(Aim of the exercise)
The records below must be transcribed exactly.

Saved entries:
-*-

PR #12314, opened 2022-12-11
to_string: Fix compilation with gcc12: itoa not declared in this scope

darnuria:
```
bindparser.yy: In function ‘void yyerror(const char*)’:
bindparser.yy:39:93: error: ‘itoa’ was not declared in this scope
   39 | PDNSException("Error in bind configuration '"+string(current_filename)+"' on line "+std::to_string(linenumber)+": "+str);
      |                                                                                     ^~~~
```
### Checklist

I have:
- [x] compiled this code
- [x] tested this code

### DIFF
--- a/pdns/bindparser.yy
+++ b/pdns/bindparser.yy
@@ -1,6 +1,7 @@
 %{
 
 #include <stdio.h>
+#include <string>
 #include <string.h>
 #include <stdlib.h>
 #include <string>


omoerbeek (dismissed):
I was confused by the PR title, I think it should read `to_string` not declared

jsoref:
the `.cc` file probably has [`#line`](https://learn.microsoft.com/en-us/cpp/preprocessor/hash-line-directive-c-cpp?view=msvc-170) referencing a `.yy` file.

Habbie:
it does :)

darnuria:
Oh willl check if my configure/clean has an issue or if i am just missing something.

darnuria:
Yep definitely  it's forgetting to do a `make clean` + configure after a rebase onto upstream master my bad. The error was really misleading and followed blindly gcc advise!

-*-

(Exercise answer)
PR #12314, opened 2022-12-11
to_string: Fix compilation with gcc12: itoa not declared in this scope

darnuria:
```
bindparser.yy: In function ‘void yyerror(const char*)’:
bindparser.yy:39:93: error: ‘itoa’ was not declared in this scope
   39 | PDNSException("Error in bind configuration '"+string(current_filename)+"' on line "+std::to_string(linenumber)+": "+str);
      |                                                                                     ^~~~
```
### Checklist

I have:
- [x] compiled this code
- [x] tested this code

### DIFF
--- a/pdns/bindparser.yy
+++ b/pdns/bindparser.yy
@@ -1,6 +1,7 @@
 %{
 
 #include <stdio.h>
+#include <string>
 #include <string.h>
 #include <stdlib.h>
 #include <string>


omoerbeek (dismissed):
I was confused by the PR title, I think it should read `to_string` not declared

jsoref:
the `.cc` file probably has [`#line`](https://learn.microsoft.com/en-us/cpp/preprocessor/hash-line-directive-c-cpp?view=msvc-170) referencing a `.yy` file.

Habbie:
it does :)

darnuria:
Oh willl check if my configure/clean has an issue or if i am just missing something.

darnuria:
Yep definitely  it's forgetting to do a `make clean` + configure after a rebase onto upstream master my bad. The error was really misleading and followed blindly gcc advise!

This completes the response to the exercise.